▸ **Supplied records**
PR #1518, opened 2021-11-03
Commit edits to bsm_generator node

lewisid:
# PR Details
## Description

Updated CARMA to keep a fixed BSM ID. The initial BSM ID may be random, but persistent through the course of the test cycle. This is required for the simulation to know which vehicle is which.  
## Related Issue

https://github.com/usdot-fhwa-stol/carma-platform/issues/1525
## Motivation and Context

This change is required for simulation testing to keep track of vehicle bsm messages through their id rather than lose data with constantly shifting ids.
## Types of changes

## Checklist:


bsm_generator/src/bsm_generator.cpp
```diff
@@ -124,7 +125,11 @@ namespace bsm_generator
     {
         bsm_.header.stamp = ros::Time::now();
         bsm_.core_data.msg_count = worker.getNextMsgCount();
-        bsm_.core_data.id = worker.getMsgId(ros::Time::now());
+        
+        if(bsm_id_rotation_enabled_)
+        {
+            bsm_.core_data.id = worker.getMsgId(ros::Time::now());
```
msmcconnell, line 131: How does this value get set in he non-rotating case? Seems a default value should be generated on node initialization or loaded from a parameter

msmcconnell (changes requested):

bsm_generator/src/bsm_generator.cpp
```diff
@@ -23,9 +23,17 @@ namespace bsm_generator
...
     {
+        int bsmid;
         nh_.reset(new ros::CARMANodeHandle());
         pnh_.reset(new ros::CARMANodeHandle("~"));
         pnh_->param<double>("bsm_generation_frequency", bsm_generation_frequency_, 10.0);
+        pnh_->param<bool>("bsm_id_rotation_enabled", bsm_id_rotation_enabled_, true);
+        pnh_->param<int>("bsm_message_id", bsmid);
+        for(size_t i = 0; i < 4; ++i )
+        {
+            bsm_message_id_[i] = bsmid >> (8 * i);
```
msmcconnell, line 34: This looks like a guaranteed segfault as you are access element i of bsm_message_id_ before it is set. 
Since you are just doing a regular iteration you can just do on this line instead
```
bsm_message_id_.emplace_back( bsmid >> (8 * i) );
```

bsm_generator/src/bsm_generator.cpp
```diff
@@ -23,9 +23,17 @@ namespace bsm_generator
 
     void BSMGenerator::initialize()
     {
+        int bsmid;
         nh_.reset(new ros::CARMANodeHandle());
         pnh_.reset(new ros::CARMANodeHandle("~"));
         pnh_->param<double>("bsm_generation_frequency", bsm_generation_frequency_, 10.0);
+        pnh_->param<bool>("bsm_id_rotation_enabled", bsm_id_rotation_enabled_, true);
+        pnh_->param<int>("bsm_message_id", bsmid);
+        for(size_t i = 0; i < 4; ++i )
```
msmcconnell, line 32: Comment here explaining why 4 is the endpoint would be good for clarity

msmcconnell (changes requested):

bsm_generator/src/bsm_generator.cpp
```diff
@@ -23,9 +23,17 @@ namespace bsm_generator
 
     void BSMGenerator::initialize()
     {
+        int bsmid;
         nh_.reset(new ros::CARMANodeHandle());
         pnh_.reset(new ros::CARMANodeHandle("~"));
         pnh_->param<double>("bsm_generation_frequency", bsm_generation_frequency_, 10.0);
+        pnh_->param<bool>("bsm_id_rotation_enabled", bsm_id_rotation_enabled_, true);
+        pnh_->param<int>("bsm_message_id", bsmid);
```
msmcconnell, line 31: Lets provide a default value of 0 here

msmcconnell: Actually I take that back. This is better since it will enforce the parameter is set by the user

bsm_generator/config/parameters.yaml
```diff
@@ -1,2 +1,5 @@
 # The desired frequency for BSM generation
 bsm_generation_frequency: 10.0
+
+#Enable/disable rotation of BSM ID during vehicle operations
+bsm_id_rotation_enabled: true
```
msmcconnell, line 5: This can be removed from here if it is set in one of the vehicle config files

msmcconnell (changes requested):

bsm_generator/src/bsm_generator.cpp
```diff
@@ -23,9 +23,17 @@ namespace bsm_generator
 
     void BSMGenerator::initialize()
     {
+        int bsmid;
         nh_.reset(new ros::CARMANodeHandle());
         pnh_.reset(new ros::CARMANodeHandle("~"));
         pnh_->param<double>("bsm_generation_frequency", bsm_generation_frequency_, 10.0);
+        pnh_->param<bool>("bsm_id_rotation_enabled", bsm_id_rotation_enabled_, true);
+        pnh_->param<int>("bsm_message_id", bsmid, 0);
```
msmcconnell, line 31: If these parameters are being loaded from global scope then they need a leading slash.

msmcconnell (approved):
--
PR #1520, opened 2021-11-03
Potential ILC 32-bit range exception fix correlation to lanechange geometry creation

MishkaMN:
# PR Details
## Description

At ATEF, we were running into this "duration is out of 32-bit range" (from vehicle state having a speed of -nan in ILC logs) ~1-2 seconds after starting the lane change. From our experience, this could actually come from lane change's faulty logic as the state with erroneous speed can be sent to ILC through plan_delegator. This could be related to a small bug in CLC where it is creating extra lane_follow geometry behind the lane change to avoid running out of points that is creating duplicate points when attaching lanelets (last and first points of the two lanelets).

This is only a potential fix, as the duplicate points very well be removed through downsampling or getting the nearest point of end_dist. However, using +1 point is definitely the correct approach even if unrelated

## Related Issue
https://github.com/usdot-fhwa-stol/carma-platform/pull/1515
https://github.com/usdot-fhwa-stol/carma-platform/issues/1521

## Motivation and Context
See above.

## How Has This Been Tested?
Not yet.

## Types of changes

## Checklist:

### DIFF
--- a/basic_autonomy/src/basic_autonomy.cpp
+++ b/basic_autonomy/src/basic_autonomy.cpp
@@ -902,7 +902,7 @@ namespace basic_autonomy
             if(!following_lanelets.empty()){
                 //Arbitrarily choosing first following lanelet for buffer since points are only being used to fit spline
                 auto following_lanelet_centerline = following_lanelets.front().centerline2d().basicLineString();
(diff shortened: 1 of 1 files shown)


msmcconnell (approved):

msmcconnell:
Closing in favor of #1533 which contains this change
--
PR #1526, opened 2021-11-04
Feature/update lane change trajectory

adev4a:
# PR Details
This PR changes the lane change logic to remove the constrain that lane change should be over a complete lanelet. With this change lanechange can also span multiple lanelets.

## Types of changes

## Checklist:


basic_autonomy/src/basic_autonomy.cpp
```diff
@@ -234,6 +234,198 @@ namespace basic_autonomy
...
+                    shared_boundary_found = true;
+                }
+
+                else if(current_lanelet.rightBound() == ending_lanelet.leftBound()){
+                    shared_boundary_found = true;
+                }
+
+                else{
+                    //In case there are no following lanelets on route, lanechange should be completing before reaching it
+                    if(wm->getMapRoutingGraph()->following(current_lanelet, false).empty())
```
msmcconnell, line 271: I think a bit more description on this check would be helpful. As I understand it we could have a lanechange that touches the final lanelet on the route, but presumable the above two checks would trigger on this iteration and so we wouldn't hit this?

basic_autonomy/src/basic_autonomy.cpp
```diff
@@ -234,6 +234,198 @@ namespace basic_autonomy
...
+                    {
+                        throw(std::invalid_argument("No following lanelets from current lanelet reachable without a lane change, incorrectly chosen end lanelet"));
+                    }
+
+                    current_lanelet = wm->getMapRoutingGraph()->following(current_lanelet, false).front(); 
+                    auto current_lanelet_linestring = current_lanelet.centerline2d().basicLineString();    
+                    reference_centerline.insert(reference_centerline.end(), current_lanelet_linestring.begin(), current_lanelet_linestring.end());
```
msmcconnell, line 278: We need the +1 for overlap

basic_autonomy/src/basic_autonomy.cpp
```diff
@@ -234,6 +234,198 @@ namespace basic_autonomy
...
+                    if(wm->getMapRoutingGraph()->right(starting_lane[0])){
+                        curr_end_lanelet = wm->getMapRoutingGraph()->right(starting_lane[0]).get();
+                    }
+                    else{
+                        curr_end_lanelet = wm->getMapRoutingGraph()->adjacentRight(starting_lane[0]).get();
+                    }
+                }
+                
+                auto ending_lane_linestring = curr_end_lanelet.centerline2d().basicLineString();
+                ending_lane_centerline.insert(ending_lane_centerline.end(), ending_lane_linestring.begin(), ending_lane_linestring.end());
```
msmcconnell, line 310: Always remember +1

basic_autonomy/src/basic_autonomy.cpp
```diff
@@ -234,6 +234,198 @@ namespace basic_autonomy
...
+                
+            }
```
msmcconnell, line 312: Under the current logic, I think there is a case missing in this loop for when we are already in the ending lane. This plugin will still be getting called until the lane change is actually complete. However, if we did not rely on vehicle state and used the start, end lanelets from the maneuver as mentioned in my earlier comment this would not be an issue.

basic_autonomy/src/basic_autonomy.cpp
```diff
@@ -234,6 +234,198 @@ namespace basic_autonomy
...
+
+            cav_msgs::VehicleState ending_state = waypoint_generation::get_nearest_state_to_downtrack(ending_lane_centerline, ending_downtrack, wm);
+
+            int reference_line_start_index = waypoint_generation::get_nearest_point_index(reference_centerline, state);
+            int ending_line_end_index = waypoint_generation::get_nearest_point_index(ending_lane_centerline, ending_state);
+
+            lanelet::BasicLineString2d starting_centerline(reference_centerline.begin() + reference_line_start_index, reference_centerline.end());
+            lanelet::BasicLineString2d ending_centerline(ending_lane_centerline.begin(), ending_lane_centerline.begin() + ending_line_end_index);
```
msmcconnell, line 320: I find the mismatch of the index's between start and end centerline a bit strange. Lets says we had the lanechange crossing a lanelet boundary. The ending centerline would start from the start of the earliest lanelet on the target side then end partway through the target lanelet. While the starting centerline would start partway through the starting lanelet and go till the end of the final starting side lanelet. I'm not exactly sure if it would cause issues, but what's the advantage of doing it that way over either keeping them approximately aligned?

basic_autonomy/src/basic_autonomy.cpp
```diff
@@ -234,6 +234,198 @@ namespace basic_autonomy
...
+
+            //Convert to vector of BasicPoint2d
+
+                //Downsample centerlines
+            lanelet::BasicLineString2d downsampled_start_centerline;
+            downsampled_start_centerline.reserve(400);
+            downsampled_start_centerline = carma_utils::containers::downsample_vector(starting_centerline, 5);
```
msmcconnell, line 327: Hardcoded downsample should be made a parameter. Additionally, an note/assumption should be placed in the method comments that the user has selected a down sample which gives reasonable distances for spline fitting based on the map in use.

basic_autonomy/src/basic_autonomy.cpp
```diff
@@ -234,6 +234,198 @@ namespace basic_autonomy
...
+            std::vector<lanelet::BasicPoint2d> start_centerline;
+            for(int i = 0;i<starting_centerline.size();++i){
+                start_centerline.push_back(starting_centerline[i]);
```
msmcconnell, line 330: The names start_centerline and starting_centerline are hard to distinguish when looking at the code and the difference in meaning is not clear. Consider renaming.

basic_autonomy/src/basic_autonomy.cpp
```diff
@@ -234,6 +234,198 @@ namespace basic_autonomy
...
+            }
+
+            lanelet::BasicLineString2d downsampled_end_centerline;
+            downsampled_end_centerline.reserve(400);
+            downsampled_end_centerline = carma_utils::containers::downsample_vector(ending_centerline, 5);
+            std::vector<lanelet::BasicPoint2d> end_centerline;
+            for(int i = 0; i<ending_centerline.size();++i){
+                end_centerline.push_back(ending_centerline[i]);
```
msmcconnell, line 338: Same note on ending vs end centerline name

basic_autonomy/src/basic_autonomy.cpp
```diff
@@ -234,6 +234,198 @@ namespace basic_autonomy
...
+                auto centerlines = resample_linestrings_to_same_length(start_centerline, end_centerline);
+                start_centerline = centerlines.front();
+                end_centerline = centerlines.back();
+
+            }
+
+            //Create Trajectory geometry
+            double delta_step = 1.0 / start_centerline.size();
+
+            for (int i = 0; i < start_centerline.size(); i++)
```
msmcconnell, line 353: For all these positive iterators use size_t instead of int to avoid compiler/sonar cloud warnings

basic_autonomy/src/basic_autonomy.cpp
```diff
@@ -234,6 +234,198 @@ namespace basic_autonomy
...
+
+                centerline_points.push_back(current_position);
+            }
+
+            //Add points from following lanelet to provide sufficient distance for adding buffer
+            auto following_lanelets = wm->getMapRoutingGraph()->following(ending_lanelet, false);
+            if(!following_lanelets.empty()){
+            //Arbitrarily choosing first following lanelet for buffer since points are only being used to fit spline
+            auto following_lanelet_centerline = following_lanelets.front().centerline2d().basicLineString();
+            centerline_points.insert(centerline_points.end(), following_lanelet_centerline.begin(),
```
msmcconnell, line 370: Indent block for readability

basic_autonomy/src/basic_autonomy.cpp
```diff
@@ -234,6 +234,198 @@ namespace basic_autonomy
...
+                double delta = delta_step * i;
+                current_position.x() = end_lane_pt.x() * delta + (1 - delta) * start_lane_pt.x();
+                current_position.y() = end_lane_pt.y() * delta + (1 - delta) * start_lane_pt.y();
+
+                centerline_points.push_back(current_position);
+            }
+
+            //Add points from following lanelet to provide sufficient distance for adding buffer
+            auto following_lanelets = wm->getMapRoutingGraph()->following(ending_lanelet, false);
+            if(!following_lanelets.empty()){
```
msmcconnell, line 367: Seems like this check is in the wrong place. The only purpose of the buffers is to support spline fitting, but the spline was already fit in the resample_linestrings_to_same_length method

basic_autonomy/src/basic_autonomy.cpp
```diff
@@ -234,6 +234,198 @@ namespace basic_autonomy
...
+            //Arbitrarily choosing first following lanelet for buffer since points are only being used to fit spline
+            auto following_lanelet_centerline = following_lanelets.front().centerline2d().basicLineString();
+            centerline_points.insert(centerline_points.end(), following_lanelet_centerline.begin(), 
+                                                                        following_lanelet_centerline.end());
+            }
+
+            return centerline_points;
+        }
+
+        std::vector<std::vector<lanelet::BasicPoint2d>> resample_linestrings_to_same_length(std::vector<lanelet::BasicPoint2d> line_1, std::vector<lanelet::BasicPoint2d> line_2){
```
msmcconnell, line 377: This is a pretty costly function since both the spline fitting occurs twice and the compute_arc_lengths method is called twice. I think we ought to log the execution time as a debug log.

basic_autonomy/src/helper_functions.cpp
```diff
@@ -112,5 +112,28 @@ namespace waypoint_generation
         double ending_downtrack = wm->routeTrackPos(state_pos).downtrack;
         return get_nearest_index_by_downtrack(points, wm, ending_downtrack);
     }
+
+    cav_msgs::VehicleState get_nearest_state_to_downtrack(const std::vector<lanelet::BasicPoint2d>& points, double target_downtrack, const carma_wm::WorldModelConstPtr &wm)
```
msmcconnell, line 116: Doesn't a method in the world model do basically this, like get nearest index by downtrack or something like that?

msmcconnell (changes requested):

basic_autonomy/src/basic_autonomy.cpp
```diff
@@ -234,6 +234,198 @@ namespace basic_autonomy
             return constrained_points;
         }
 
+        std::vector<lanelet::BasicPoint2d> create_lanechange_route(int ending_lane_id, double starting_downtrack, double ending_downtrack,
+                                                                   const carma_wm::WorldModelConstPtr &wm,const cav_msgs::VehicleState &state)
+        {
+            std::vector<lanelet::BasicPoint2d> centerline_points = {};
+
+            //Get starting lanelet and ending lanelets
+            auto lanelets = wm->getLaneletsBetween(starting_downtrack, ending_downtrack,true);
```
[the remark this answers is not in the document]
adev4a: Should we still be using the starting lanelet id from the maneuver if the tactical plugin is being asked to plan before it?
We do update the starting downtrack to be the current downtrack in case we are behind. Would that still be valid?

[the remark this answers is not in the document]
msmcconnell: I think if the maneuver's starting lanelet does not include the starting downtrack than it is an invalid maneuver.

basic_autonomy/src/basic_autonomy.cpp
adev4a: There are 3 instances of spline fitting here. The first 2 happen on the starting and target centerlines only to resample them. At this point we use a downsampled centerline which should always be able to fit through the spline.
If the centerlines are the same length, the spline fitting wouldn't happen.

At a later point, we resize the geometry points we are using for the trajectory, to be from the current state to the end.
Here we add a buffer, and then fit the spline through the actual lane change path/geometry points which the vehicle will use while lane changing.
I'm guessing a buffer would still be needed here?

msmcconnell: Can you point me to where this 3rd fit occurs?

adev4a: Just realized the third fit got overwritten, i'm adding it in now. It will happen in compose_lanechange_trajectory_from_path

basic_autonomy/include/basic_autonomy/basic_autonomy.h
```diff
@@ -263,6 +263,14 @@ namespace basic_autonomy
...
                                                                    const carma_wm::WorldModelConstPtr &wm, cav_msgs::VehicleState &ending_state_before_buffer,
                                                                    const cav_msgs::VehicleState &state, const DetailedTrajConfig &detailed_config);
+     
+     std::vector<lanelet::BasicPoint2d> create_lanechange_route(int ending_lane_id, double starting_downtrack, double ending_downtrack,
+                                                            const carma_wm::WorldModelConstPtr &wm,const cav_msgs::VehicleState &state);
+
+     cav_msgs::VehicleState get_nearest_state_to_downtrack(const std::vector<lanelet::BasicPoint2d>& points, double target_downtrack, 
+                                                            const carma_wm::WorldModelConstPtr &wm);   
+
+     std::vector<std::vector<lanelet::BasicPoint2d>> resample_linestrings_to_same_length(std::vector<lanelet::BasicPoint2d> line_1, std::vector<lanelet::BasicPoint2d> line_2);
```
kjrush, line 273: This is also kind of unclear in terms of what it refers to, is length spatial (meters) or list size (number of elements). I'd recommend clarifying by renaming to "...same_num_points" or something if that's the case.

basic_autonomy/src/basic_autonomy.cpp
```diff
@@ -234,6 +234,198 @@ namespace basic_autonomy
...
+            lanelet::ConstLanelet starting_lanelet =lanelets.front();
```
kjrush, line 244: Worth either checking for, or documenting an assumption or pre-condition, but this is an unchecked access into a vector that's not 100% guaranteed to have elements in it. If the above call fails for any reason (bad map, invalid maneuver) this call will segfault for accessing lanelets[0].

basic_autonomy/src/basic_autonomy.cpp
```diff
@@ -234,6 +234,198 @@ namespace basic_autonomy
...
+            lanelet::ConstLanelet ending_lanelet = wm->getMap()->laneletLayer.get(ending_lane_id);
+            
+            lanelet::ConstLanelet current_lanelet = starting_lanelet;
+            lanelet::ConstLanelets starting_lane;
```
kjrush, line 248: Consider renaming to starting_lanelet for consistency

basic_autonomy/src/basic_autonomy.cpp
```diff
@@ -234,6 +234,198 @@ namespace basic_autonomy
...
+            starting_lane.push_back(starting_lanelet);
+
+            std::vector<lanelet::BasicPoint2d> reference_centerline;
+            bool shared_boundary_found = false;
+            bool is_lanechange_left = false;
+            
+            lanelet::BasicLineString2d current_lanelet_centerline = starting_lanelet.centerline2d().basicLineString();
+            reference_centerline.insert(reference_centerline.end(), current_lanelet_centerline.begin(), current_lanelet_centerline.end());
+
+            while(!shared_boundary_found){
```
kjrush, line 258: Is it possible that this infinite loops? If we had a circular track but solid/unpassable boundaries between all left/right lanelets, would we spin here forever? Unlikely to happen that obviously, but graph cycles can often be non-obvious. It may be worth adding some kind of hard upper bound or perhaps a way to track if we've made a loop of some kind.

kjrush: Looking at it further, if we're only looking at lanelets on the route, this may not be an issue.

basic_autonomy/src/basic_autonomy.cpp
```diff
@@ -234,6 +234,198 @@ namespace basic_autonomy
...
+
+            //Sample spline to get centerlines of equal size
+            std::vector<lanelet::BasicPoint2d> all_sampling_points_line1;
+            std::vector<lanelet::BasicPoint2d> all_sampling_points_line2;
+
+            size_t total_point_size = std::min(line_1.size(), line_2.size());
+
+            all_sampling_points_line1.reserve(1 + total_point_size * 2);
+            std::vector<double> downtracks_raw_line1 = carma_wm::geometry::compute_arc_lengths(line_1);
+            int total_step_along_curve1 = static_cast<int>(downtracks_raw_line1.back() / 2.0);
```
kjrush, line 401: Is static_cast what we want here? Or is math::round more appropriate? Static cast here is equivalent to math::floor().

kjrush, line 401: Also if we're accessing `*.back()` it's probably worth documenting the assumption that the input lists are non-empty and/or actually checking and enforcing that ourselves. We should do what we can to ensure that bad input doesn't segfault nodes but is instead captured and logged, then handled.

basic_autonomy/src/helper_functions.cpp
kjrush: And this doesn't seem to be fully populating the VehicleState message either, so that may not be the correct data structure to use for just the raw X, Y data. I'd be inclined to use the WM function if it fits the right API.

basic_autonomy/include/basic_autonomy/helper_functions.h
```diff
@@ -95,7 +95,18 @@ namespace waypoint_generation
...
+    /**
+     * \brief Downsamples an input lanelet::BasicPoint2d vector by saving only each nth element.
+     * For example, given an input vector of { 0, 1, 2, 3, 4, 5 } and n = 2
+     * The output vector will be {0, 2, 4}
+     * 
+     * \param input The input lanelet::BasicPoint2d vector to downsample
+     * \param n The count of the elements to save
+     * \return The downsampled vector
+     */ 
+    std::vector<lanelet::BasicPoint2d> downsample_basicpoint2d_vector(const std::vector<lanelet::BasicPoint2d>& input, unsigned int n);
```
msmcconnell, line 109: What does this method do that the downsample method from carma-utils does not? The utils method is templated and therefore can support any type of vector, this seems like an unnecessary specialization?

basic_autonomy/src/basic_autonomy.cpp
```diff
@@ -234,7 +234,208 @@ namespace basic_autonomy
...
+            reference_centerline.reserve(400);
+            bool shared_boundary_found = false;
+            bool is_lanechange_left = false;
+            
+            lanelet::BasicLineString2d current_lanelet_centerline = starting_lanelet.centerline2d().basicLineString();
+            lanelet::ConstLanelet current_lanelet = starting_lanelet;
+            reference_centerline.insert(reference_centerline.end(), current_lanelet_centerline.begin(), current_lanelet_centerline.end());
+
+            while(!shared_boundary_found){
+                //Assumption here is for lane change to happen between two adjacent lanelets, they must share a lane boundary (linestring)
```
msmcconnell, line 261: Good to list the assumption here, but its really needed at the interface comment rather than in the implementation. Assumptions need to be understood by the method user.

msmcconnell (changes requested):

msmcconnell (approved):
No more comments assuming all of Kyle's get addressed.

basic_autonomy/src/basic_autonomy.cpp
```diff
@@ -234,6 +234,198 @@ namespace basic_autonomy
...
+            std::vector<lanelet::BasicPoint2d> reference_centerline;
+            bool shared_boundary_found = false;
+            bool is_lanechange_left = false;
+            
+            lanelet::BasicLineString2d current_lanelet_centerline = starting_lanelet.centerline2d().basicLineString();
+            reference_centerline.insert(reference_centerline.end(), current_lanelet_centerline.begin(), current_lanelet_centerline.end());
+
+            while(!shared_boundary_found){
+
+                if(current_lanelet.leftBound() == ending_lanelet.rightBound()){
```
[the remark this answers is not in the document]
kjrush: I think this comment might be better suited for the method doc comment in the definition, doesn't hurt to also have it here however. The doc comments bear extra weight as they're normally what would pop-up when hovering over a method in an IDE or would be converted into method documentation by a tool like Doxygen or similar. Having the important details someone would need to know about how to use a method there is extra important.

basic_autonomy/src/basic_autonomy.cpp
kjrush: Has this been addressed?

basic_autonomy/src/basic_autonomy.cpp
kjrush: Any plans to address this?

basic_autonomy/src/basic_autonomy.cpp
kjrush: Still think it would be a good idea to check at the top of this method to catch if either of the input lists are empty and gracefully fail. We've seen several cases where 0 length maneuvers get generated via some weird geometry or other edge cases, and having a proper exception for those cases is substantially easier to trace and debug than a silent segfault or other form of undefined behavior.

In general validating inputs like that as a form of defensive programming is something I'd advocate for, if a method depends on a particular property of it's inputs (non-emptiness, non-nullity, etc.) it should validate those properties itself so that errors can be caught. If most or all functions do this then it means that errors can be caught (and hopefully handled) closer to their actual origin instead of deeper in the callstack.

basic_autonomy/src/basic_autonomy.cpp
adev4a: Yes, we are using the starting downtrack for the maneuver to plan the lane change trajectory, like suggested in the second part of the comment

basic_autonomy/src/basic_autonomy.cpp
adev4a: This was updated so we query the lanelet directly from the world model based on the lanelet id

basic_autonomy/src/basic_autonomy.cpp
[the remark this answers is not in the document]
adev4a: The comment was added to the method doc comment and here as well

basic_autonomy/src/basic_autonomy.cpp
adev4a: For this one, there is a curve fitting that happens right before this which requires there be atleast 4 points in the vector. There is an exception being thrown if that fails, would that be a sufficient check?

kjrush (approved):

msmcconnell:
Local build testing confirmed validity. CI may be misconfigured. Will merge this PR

▸ **Work request**
Your task is to copy every line in the entries that holds the string "exception".

▸ **Solution for this problem**
Potential ILC 32-bit range exception fix correlation to lanechange geometry creation
kjrush: Still think it would be a good idea to check at the top of this method to catch if either of the input lists are empty and gracefully fail. We've seen several cases where 0 length maneuvers get generated via some weird geometry or other edge cases, and having a proper exception for those cases is substantially easier to trace and debug than a silent segfault or other form of undefined behavior.
adev4a: For this one, there is a curve fitting that happens right before this which requires there be atleast 4 points in the vector. There is an exception being thrown if that fails, would that be a sufficient check?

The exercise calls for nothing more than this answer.